• PROBLEM TO WORK ON:
Could you output exactly the lines from the one containing "karlhigley: 💯" through the end of the records below, and nothing more?

• SUPPLIED RECORDS:
+-------+

PR #3201, opened 2020-03-15
Extract a Role class from Plans

Jasopaum:


syft/execution/role.py
```diff
@@ -0,0 +1,387 @@
...
+            return None
+
+    def add_tensor_to_state(self, tensor):
+        placeholder = sy.PlaceHolder(id=tensor.id, owner=self.owner)
+        placeholder.instantiate(tensor)
+        self.state.state_placeholders.append(placeholder)
+        # TODO isn't it weird that state placeholders are both in state and plan?
+        self.placeholders[tensor.id] = placeholder
+
+    def fecth_placeholders_from_ids(self, obj):
```
iamtrask: typo fetch_placeholders_from_ids

Jasopaum: Thanks! Just fixed that

syft/generic/object.py
```diff
@@ -17,7 +17,7 @@ def __init__(
         self,
         id: int = None,
         owner: "sy.workers.AbstractWorker" = None,
-        tags: List[str] = None,
+        tags: Set[str] = None,
```
karlhigley: 💯

syft/execution/plan.py
```diff
@@ -582,42 +368,39 @@ def __str__(self):
...
+        #         f"_{extract_tag(arg)}" if isinstance(arg, PlaceHolder) else str(arg)
+        #         for arg in action.args
+        #     )
+        #     if action.kwargs:
+        #         line += ", " + ", ".join(f"{k}={w}" for k, w in action.kwargs.items())
+        #     line += ")\n"
+        #     out += line
+
+        # out += "    return "
+        # out += ", ".join(f"_{extract_tag(p)}" for p in self.find_placeholders("output"))
```
karlhigley: Can we remove this now? 👍

Jasopaum: I want to because I don't find it very useful to print a list of actions like that... What do you think?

+-------+

• SOLVED EXERCISE:
karlhigley: 💯

syft/execution/plan.py
```diff
@@ -582,42 +368,39 @@ def __str__(self):
...
+        #         f"_{extract_tag(arg)}" if isinstance(arg, PlaceHolder) else str(arg)
+        #         for arg in action.args
+        #     )
+        #     if action.kwargs:
+        #         line += ", " + ", ".join(f"{k}={w}" for k, w in action.kwargs.items())
+        #     line += ")\n"
+        #     out += line
+
+        # out += "    return "
+        # out += ", ".join(f"_{extract_tag(p)}" for p in self.find_placeholders("output"))
```
karlhigley: Can we remove this now? 👍

Jasopaum: I want to because I don't find it very useful to print a list of actions like that... What do you think?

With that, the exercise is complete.